I AM BEGINNING CONSTRUCTION OF MY FIRST HOME. THE ELECTRIC SERVICE PROVIDER FOR MY AREA IS GA POWER. I WILL TRY TO KEEP THIS STORY AS SHORT AS POSSIBLE. 

IT WILL TAKE 1200' OF WIRE PLUS A FEW POLES TO GET SERVICE TO MY HOUSE. ALL WILL BE OVERHEAD, EXCEPT THE LAST  150' OR SO CONNECTING TO THE HOUSE WHICH WILL BE UNDERGROUND. 

IT IS GOING TO COST A LITTLE OVER $10K FOR THEM TO GET POWER TO MY HOUSE.   I CAN SAVE AROUND $1K IF ITS ALL OVERHEAD. 

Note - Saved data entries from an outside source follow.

PR #15522, opened 2026-04-27
Replaced 5 deprecated APIs with non-deprecated variants

zzzeebra:
## Pull Request description

Build-log hygiene. Follows up on the Tier 3 plan in issue #15481. Replaces five small deprecated API call sites with their non-deprecated equivalents. No production behavior change — verified empirically per migration.

### Measured impact

`mvn clean install -T6 -DskipTests -Dpkg.skip=true` on `lts-4.2 @ 4fdc92287d`:

| Metric | Before | After |
|---|---:|---:|
| `[WARNING]` lines | 843 | **831** |
| `[ERROR]` lines | 0 | 0 |
| Target deprecation matches | 17 | **0** |

The 17 → 0 covers all 7 unique warning shapes targeted in this PR. The +5 between target delta (−17) and total delta (−12) is unrelated multi-threaded javac emission noise (3× `MockBean`, 1× `ProtoUtils.getTbMsgProto`, 1× `TelemetryCmdsWrapper`) in files this PR does not touch.

### What changed

5 small, behavior-preserving migrations across 9 files (16 +, 26 −):

1. **`JsonNode.fields()` → `properties()`** (4 + 2 warnings, 4 files)
   `common/util/JacksonUtil.java`, `tools/.../TranslationPruner.java`, `rule-engine-components/.../TbCopyKeysNode.java`, `rule-engine-components/.../Langchain4jJsonSchemaAdapter.java`. Iterator-style loops rewritten as enhanced for-each over the `Set<Map.Entry<String, JsonNode>>` returned by `properties()`. `forEachRemaining(lambda)` on the iterator → `forEach(lambda)` on the set.

2. **`HttpMessageNotReadableException(String)` → `(String, HttpInputMessage)`** (3 warnings, 1 test file)
   `common/transport/http/.../DeviceApiControllerTest.java`. Added explicit `(HttpInputMessage) null` cast (avoids overload ambiguity with `(String, Throwable)`); test only triggers `callback.onError(...)` and does not read `httpInputMessage`.

3. **`org.junit.Assert.assertThat(T, Matcher)` → `org.hamcrest.MatcherAssert.assertThat`** (3 warnings, 1 test file)
   `application/src/test/.../AbstractLwM2MIntegrationTest.java`. Static-import swap only; same Hamcrest matcher, same call sites.

4. **`io.jsonwebtoken.SignatureException` → `io.jsonwebtoken.security.SignatureException`** (2 warnings, 2 files)
   `application/.../JwtTokenFactory.java`, `application/.../OAuth2AppTokenFactory.java`. Import-rename only.

5. **`StopWatch.getLastTaskTimeNanos()` / `getLastTaskTimeMillis()` → `lastTaskInfo().getTimeNanos()` / `getTimeMillis()`** (2 + 1 warnings, 1 file)
   `common/util/.../TbStopWatch.java`. Includes the sister `getLastTaskTimeMillis()` call (same class, same file) for symmetry.

### Behavioral compatibility

Each migration verified empirically against the actual library version on the classpath:

- **Jackson 2.20+**: `ObjectNode.properties()` returns `LinkedHashMap.entrySet()` — same backing map, same insertion order, same `Map.Entry<String, JsonNode>` element type as `fields()`. No call site relied on `Iterator.remove()` or iterator reuse.
- **Spring 6.2.9 `HttpMessageNotReadableException`**: the 2-arg `(String, HttpInputMessage)` ctor exists; `null` is accepted; the test never inspects `getHttpInputMessage()`.
- **JUnit 4 / Hamcrest**: `MatcherAssert.assertThat` is the documented replacement. Same matcher type, same failure messages.
- **JJWT 0.12.5**: inspected `jjwt-impl-0.12.5.jar` bytecode — every `new …SignatureException` references `io.jsonwebtoken.security.SignatureException`. The legacy `io.jsonwebtoken.SignatureException` is a parent of the new one (`security.SignatureException extends io.jsonwebtoken.SignatureException`), so a `catch` on the new type catches the same throw set the library actually emits.
- **Spring 6.2.9 `StopWatch`**: `lastTaskInfo()` is non-deprecated; `TaskInfo.getTimeNanos()` / `getTimeMillis()` return the same `long` as the deprecated accessors and throw the same `IllegalStateException` when no task has run.

### Tests

Targeted module tests pass on the change:

- `common/util`, `common/transport/http`, `rule-engine/rule-engine-components`: 1464 tests, 0 failures, 0 errors.
- `application` — `JwtTokenFactoryTest` (4) + `Oauth2AuthenticationSuccessHandlerTest` (1): 5 tests, 0 failures, 0 errors.

### Out of scope (intentionally not touched)

- `application/src/test/.../VersionControlTest.java:427` uses the same `JsonNode.fields()` API but does not surface as a `[WARNING]` in the baseline build. Different module, no warning, left for a future sweep.
- All other Tier 3 deprecation groups from #15481.

### Crosslinks

- Tracking issue: #15481

## General checklist

- [x] Changes are backward compatible (verified per migration above).

## Back-End feature checklist

- [x] No new Java production code, no new REST endpoint, no new yml property. `mvn clean install -T6 -DskipTests -Dpkg.skip=true` still green.


ViacheslavKlimov (commented):
## Review summary

Reviewed 9 changed files in [Replaced 5 deprecated APIs with non-deprecated variants](https://github.com/thingsboard/thingsboard/pull/15522). Left 4 comment(s) inline.

This is a clean, well-documented, behavior-preserving deprecation sweep. I independently verified the two migrations with real semantic risk: the `JsonNode.fields()` → `properties()` rewrites are drop-in equivalent (same backing `LinkedHashMap`, same insertion order, and none of the loops mutate the node they iterate), and by disassembling `jjwt-impl-0.12.5` I confirmed the `io.jsonwebtoken.security.SignatureException` catch narrowing drops no exception the library actually throws in the pinned version. The comments are all minor.

---

application/src/main/java/org/thingsboard/server/service/security/model/token/JwtTokenFactory.java
```diff
@@ -23,9 +23,9 @@
 import io.jsonwebtoken.JwtParser;
 import io.jsonwebtoken.Jwts;
 import io.jsonwebtoken.MalformedJwtException;
-import io.jsonwebtoken.SignatureException;
 import io.jsonwebtoken.UnsupportedJwtException;
 import io.jsonwebtoken.security.Keys;
+import io.jsonwebtoken.security.SignatureException;
```
ViacheslavKlimov, line 28: Worth noting: the new `io.jsonwebtoken.security.SignatureException` is a *subclass* of the old `io.jsonwebtoken.SignatureException` (the `security.*` one `extends` the legacy one), so the `catch` at line 228 is now strictly narrower than before — it no longer catches a bare `io.jsonwebtoken.SignatureException`. I disassembled `jjwt-impl-0.12.5` and confirmed the impl only ever instantiates the `security.*` type (0 references to the legacy parent, 27 to the child), so this is behavior-preserving for the pinned version. The only residual risk is a future JJWT bump that throws the legacy parent directly — it would then propagate uncaught instead of becoming a `JwtExpiredTokenException`. Fine to keep as-is; just flagging the narrowing.

application/src/main/java/org/thingsboard/server/service/security/model/token/OAuth2AppTokenFactory.java
```diff
@@ -20,9 +20,9 @@
 import io.jsonwebtoken.Jws;
 import io.jsonwebtoken.Jwts;
 import io.jsonwebtoken.MalformedJwtException;
-import io.jsonwebtoken.SignatureException;
 import io.jsonwebtoken.UnsupportedJwtException;
 import io.jsonwebtoken.security.Keys;
+import io.jsonwebtoken.security.SignatureException;
```
ViacheslavKlimov, line 25: Same catch-narrowing as in `JwtTokenFactory` — the new `security.SignatureException` is a subclass of the legacy `io.jsonwebtoken.SignatureException`, so the multi-catch at line 47 now excludes a bare legacy `SignatureException`. Verified safe for jjwt 0.12.5 (the impl only throws the `security.*` type); just noting it would silently narrow should a future JJWT ever throw the legacy parent directly.

rule-engine/rule-engine-components/src/main/java/org/thingsboard/rule/engine/ai/Langchain4jJsonSchemaAdapter.java
```diff
@@ -94,7 +94,7 @@ private static JsonObjectSchema.Builder parseObject(JsonNode objectSchema) {
 
         JsonNode propertiesNode = objectSchema.get("properties");
         if (propertiesNode != null) {
-            propertiesNode.fields().forEachRemaining(entry -> {
+            propertiesNode.properties().forEach(entry -> {
```
ViacheslavKlimov, line 97: Every other site in this PR moved to an enhanced-for over `properties()` (which now returns an `Iterable`), but this one keeps `.forEach(lambda)`. Not wrong, but an enhanced-for here would read consistently with the rest of the change and let the body use plain locals instead of a closure — was there a reason to keep the lambda?

common/util/src/main/java/org/thingsboard/common/util/TbStopWatch.java
```diff
@@ -52,17 +52,17 @@ public long stopAndGetTotalTimeMillis(){
 
     public long stopAndGetTotalTimeNanos(){
         stop();
-        return getLastTaskTimeNanos();
+        return lastTaskInfo().getTimeNanos();
```
ViacheslavKlimov, line 55: Touching this line surfaces a latent naming mismatch: `stopAndGetTotalTimeNanos()` returns the *last-task* time (`lastTaskInfo().getTimeNanos()`), while its sibling `stopAndGetTotalTimeMillis()` just above returns the actual total (`getTotalTimeMillis()`). Two methods differing only in unit now behave differently, which is easy to misuse. It's pre-existing and harmless at the current single-task caller, so no need to fix it in this cleanup — but if you want to, either rename this to `stopAndGetLastTaskTimeNanos` or switch to `getTotalTimeNanos()` to match the name.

THE ENGINEER IS REALY TRYING HELP CUT MY COSTS, BUT HIS HANDS ARE TIED. WHAT DO YALL THINK? ANY SUGGESTIONS?


----------



## Dog Hunter (May 19, 2011)

Thats the way it is now.


----------



## jcwduck (May 19, 2011)

Yeah dh. They said it changed in 2010. My luck


----------



## K80Shooter (May 19, 2011)

Does Hart EMC not cover your area? They might be cheaper.


----------



## Dead Eye Eddy (May 19, 2011)

That sucks, and I thought $1K was highway robbery to get my mobile home hooked up to the city power supply.


----------



## General Lee (May 19, 2011)

It's really a personal decision.Is not seeing power poles and lines in your yard  worth a $1,000 to you?


----------



## skiff23 (May 19, 2011)

For that much, I would compare what it would cost to install a solar system . At least then you would not have a power bill for the rest of your life. I know solar isnt cheap, but it would be worth looking into.


----------



## jcwduck (May 19, 2011)

K80- hart emc is not in my area. Ga power only.

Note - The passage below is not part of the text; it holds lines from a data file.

PR #15527, opened 2026-04-28
Added inactivity timeout setting to Device Profile

zzzeebra:
## Summary
- New `inactivityTimeoutMs` field on `DeviceProfileData`. Devices that belong to a profile and do not have a per-device `inactivityTimeout` server attribute inherit the profile-level value.
- Resolution order at runtime: per-device attribute → profile field → server-level default from `thingsboard.yml` (`state.defaultInactivityTimeoutInSec`). Existing per-device override attributes keep priority and are not migrated.
- Profile changes propagate to every cluster node via `@EventListener(ComponentLifecycleMsg.class)`. A per-profile resolved-timeout cache short-circuits iteration when the value did not change, so saving an unrelated profile field (description, alarms, ...) is `O(1)`.
- Device reassignment between profiles is handled in `onQueueMsg`: cached `deviceProfileId` updates and timeout re-resolves from the new profile (unless the device has its own override attribute).
- UI: new **Device inactivity timeout** field on the Device Profile Details page using `<tb-time-unit-input>` with seconds/minutes/hours/days unit selector. Empty input maps to `null` in storage; backend validator allows `null` or `> 0`.
- `DeviceProfileData` now carries `@JsonIgnoreProperties(ignoreUnknown = true)` for consistency with sibling DTOs and defense against non-`IGNORE_UNKNOWN` ObjectMapper instances.
- Reworded the `state.defaultInactivityTimeoutInSec` comment block in `thingsboard.yml` to describe the new three-tier resolution order.

## Automated testing
- `DefaultDeviceStateServiceTest` (108 tests) covers: three-tier resolution on cold/hot paths, per-device override priority, profile-update propagation across overridden vs non-overridden devices, profile cleared to null falling back to YAML default, profile-update cache hit on unchanged timeout, device reassignment with and without override, non-`DEVICE_PROFILE` and `DELETED` event filtering.
- `DeviceProfileDataValidatorTest` (12 tests) covers `inactivityTimeoutMs` null / positive / zero / negative validation.

## Manual testing
Verified locally on a single-node deployment with PostgreSQL.

- [x] **Test 1 — Form save/load.** Created Device Profile, set inactivity timeout to 5 minutes and saved; reopened and confirmed the value persists. Cleared the field and saved; confirmed `device_profile.profile_data->'inactivityTimeoutMs'` is JSON `null` (not `0`).
- [x] **Test 2 — Profile timeout marks device inactive.** Set profile timeout to 30 seconds, sent telemetry, waited past 30 seconds. Device transitioned to `active=false` and `inactivityAlarmTime` server attribute appeared.
- [x] **Test 3 — Per-device override beats profile.** With profile timeout at 30 seconds, added a per-device `inactivityTimeout` server attribute set to 5 minutes, sent telemetry, waited past 30 seconds — device stayed `active=true` (override takes priority over the profile value).
- [x] **Test 4 — Delete override falls back to profile.** Removed the per-device `inactivityTimeout` attribute, sent fresh telemetry, waited past 30 seconds — device became `active=false` (profile timeout applied).
- [x] **Test 5 — Profile update propagates to existing devices.** Updated the profile inactivity timeout while devices were running and confirmed non-overridden devices applied the new value without restarting the node.

Screenshot 2026-04-28 at 21 20 11

Screenshot 2026-04-28 at 21 02 12

## Documentation
Companion docs PR: [thingsboard/thingsboard.io#426](https://github.com/thingsboard/thingsboard.io/pull/426) — documents the new **Device inactivity timeout** profile field and the three-tier resolution order (per-device attribute → profile field → server default). This PR also updates the `state.defaultInactivityTimeoutInSec` comment block in `thingsboard.yml`, which is the source for the auto-generated `reference/configuration/core-rule-engine-config.mdx` page.

### DIFF
--- a/application/src/main/java/org/thingsboard/server/service/state/DefaultDeviceStateService.java
+++ b/application/src/main/java/org/thingsboard/server/service/state/DefaultDeviceStateService.java
@@ -34,6 +34,7 @@ import org.checkerframework.checker.nullness.qual.NonNull;
 import org.springframework.beans.factory.annotation.Autowired;
 import org.springframework.beans.factory.annotation.Value;
 import org.springframework.context.annotation.Lazy;
+import org.springframework.context.event.EventListener;
 import org.springframework.stereotype.Service;
 import org.thingsboard.common.util.JacksonUtil;
 import org.thingsboard.common.util.ThingsBoardExecutors;
@@ -44,10 +45,12 @@ import org.thingsboard.server.common.data.ApiUsageRecordKey;
 import org.thingsboard.server.common.data.AttributeScope;
 import org.thingsboard.server.common.data.Device;
 import org.thingsboard.server.common.data.DeviceIdInfo;
+import org.thingsboard.server.common.data.DeviceProfile;
 import org.thingsboard.server.common.data.EntityType;
 import org.thingsboard.server.common.data.StringUtils;
 import org.thingsboard.server.common.data.exception.TenantNotFoundException;
 import org.thingsboard.server.common.data.id.DeviceId;
+import org.thingsboard.server.common.data.id.DeviceProfileId;
 import org.thingsboard.server.common.data.id.EntityId;
 import org.thingsboard.server.common.data.id.TenantId;
 import org.thingsboard.server.common.data.id.UUIDBased;
@@ -62,6 +65,7 @@ import org.thingsboard.server.common.data.msg.TbMsgType;
 import org.thingsboard.server.common.data.notification.rule.trigger.DeviceActivityTrigger;
 import org.thingsboard.server.common.data.page.PageData;
 import org.thingsboard.server.common.data.page.PageDataIterable;
+import org.thingsboard.server.common.data.plugin.ComponentLifecycleEvent;
 import org.thingsboard.server.common.data.query.EntityData;
 import org.thingsboard.server.common.data.query.EntityDataPageLink;
 import org.thingsboard.server.common.data.query.EntityDataQuery;
@@ -72,6 +76,7 @@ import org.thingsboard.server.common.msg.TbMsg;
 import org.thingsboard.server.common.msg.TbMsgDataType;
 import org.thingsboard.server.common.msg.TbMsgMetaData;
 import org.thingsboard.server.common.msg.notification.NotificationRuleProcessor;
+import org.thingsboard.server.common.msg.plugin.ComponentLifecycleMsg;
 import org.thingsboard.server.common.msg.queue.ServiceType;
 import org.thingsboard.server.common.msg.queue.TbCallback;
 import org.thingsboard.server.common.msg.queue.TopicPartitionInfo;
@@ -85,6 +90,7 @@ import org.thingsboard.server.gen.transport.TransportProtos;
 import org.thingsboard.server.queue.discovery.PartitionService;
 import org.thingsboard.server.queue.util.TbCoreComponent;
 import org.thingsboard.server.service.partition.AbstractPartitionBasedService;
+import org.thingsboard.server.service.profile.TbDeviceProfileCache;
 import org.thingsboard.server.service.telemetry.TelemetrySubscriptionService;
 
 import java.util.ArrayList;
@@ -168,6 +174,9 @@ public class DefaultDeviceStateService extends AbstractPartitionBasedService<Dev
     @Autowired
     @Lazy
     private TelemetrySubscriptionService tsSubService;
+    @Autowired
+    @Lazy
+    private TbDeviceProfileCache deviceProfileCache;
 
     @Value("#{${state.defaultInactivityTimeoutInSec} * 1000}")
     private long defaultInactivityTimeoutMs;
@@ -191,6 +200,7 @@ public class DefaultDeviceStateService extends AbstractPartitionBasedService<Dev
     private ListeningExecutorService deviceStateCallbackExecutor;
 
     final ConcurrentMap<DeviceId, DeviceStateData> deviceStates = new ConcurrentHashMap<>();
+    final ConcurrentMap<DeviceProfileId, Long> profileResolvedInactivityTimeoutMs = new ConcurrentHashMap<>();
 
     @PostConstruct
     public void init() {
@@ -307,13 +317,78 @@ public class DefaultDeviceStateService extends AbstractPartitionBasedService<Dev
         if (cleanDeviceStateIfBelongsToExternalPartition(tenantId, deviceId)) {
             return;
         }
-        if (inactivityTimeout <= 0L) {
-            inactivityTimeout = defaultInactivityTimeoutMs;
-        }
-        log.trace("[{}] on Device Activity Timeout Update device id {} inactivityTimeout {}", tenantId.getId(), deviceId.getId(), inactivityTimeout);
         DeviceStateData stateData = getOrFetchDeviceStateData(deviceId);
-        stateData.getState().setInactivityTimeout(inactivityTimeout);
+        boolean overridden = inactivityTimeout > 0L;
+        long resolved = resolveInactivityTimeout(inactivityTimeout, tenantId, stateData.getDeviceProfileId());
+        log.trace("[{}] on Device Activity Timeout Update device id {} inactivityTimeout {} (resolved {}, overridden {})",
+                tenantId.getId(), deviceId.getId(), inactivityTimeout, resolved, overridden);
+        stateData.setInactivityTimeoutOverridden(overridden);
+        stateData.getState().setInactivityTimeout(resolved);
         checkAndUpdateState(deviceId, stateData);
+    }
+
+    /**
+     * Three-tier resolution for the device inactivity timeout:
+     * <ol>
+     *   <li>per-device server attribute (positive value supplied here),</li>
+     *   <li>profile-level {@code inactivityTimeoutMs} (when set and positive),</li>
+     *   <li>global YAML default ({@code state.defaultInactivityTimeoutInSec}).</li>
+     * </ol>
+     */
+    private long resolveInactivityTimeout(long fromAttributeOrZero, TenantId tenantId, DeviceProfileId profileId) {
+        if (fromAttributeOrZero > 0L) {
+            return fromAttributeOrZero;
+        }
+        Long fromProfile = profileTimeoutMs(tenantId, profileId);
+        if (fromProfile != null && fromProfile > 0L) {
+            return fromProfile;
+        }
+        return defaultInactivityTimeoutMs;
+    }
+
+    private Long profileTimeoutMs(TenantId tenantId, DeviceProfileId profileId) {
+        if (tenantId == null || profileId == null) {
+            return null;
+        }
+        DeviceProfile profile = deviceProfileCache.get(tenantId, profileId);
+        if (profile == null || profile.getProfileData() == null) {
+            return null;
+        }
+        return profile.getProfileData().getInactivityTimeoutMs();
+    }
+
+    @EventListener(ComponentLifecycleMsg.class)
+    public void onComponentLifecycleEvent(ComponentLifecycleMsg event) {
+        if (!EntityType.DEVICE_PROFILE.equals(event.getEntityId().getEntityType())) {
+            return;
+        }
+        DeviceProfileId profileId = new DeviceProfileId(event.getEntityId().getId());
+        if (ComponentLifecycleEvent.DELETED.equals(event.getEvent())) {
+            profileResolvedInactivityTimeoutMs.remove(profileId);
+            return;
+        }
+        if (!ComponentLifecycleEvent.UPDATED.equals(event.getEvent())) {
+            return;
+        }
+        Long timeoutFromProfile = profileTimeoutMs(event.getTenantId(), profileId);
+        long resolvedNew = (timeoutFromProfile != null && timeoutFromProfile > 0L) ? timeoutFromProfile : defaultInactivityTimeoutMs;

General lee- the $1000 is not my issue. Its the other $9500 that is hard for me to grasp. 

A buddy of mine built about 5 years ago. Ga power ran 1600' overhead for free.


----------



## Dog Hunter (May 19, 2011)

Yes they changed.  It cost big bucks to run lines now.


----------



## jcwduck (May 19, 2011)

Skiff. That idea crossed my mind, need to look into it further. Thanks


----------



## General Lee (May 19, 2011)

jcwduck said:


> K80- hart emc is not in my area. Ga power only.
> 
> General lee- the $1000 is not my issue. Its the other $9500 that is hard for me to grasp.
> 
> A buddy of mine built about 5 years ago. Ga power ran 1600' overhead for free.

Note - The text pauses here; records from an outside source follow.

PR #106, opened 2018-08-13
Extract a RemoteIp library and use it in Django Middleware

cschneid:


cschneid:
Mistaken pull request, will reopen.

PR #113, opened 2018-08-16
Fix RemoteIp class looking for the wrong keys in the header array

cschneid:
The header dictionary created by WSGI has keys with a prefix of `HTTP_`

But not for REMOTE_ADDR. Since that's not a user-provided value, and
instead generated by the server - it's not a header, but an extra bit of
data that lives with the headers


dlanderson:
👍

PR #122, opened 2018-08-27
Reverse Django middleware insertion logic

dlanderson:
Fixes a bug in Django <= 2 when both `MIDDLEWARE` and `MIDDLEWARE_CLASSES` are defined.


cschneid:
Situation across versions:

1.8/1.9 - MIDDLEWARE_CLASSES only
1.10/1.11 - Both
2.0 - MIDDLEWARE only.

Issue #125, opened 2018-08-30
CoreAgentSocket exception on _send: timeout('timed out',)


itsderek23:
With [this demo app](https://github.com/itsderek23/bakerydemo), I see the following in the log after every-other-request I trigger in the browser:

```
CoreAgentSocket exception on _send: timeout('timed out',)
```

That said, it appears that every request I trigger does appear in the Scout UI. This is the log as I trigger 2 requests:

* [Python agent log](https://gist.github.com/itsderek23/9cb6b28faa4e2abad573812c865c14b8)
* [Core Agent](https://gist.github.com/itsderek23/be45ddb7ccdb65f5cd374373064c97dc)

To setup the app, I followed [this set of instructions](https://github.com/itsderek23/bakerydemo#setup-with-virtualenv).

As specified, I run the app via `./manage.py runserver`.

I setup a `.env` file with:

```
DJANGO_SETTINGS_MODULE=bakerydemo.settings.local
SCOUT_KEY=KEY
SCOUT_LOG_FILE=core.log 
SCOUT_LOG_LEVEL=trace
``` 

As an easy first step, it might be worthwhile testing this against any Django app with `./manage.py runserver` running with `DEBUG = True`.

PR #126, opened 2018-09-04
Always read the response to CoreAgent messages

cschneid:
This appears to fix the socket timeout errors in #125.

Previously we were simply ignoring the contents of any response message
from the core agent, not even reading off the socket. We were seeing
`timed out` exceptions. By reading off the socket every time, and fixing
the `recv` calls to actually read *all* of the data off the socket, the
timeouts go away on my system.

### DIFF
--- a/src/scout_apm/core/socket.py
+++ b/src/scout_apm/core/socket.py
@@ -6,6 +6,7 @@ import socket
 import struct
 import time
 import threading
+import os
 
 try:
     # Python 3.x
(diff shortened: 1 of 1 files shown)


src/scout_apm/core/socket.py
```diff
@@ -145,16 +146,21 @@ def _send(self, command, do_async=True):
...
-            logger.debug("CoreAgentSocket exception on _send: %s" % repr(e))
+            logger.debug("CoreAgentSocket exception on data _send: %s on PID: %s on thread: %s" % (repr(e), os.getpid(), threading.current_thread()))
             return None
 
         if do_async is True:
             return True
         else:
             # TODO read respnse back in to command
-            self._read_response()
+            response = self._read_response()
```
dlanderson: Save an allocation by removing `response =`

cschneid: You're right it's an unused variable, but I'm going to leave it for clarity when we start needing the responses from the core agent. It doesn't hurt anything right here.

Oh,that would be an issue for me too.  I have heard of folks renting a trencher and laying the approved wire themselves but I'm not sure if that's an option with GP..........


----------



## win280 (May 19, 2011)

If you bought the underground feed wire and installed yourself,the meter/ disconnect would be at the road and they would probably require a transmission box close to you home.You would be responsible for everything past the meter/disconnect.
Probably cheaper to build the house closer to the street if possible.


----------



## zman (May 19, 2011)

tell them you will dig it in underground if they supply the wire.. they will work with you..


----------



## p&y finally (May 19, 2011)

zman said:


> tell them you will dig it in underground if they supply the wire.. they will work with you..



Yep, im an electrical contractor and deal with the power companies pretty often. Give Ga. power a call and have one of their enginers meet you at the building site. We've had several jobs in the past (actually have one going on right now) where the homeowner or contractor will do the trench to save money. 
 Another thing to consider is, how much difference is your electrician going to charge for an overhead service vs. underground? Generally I charge more for an overhead than underground so the 1K you save by going overhead all the way to the house, you may loose in the service.


----------



## georgiaboy (May 21, 2011)

I had a similar deal a couple of years ago on two properties. In both cases we trenched and GA Power and an EMC laid wire. We saved quite a bit in each case.


----------



## jcwduck (May 22, 2011)

Thanks for all the input. The latest plan the engineer is checking into, is like some have suggested. I will dig the trench 1000' or so from house to the road. That portion will be underground. The remaining 200' will be overhead going to the road. Ga power to supply all wire. It will be a little cheaper, plus its underground. Also there wire etc., so they would be responsible for it. It dosen't seem like there is any cheap way out.

go cargo-that shouldn't be an issue, but I see your point.


----------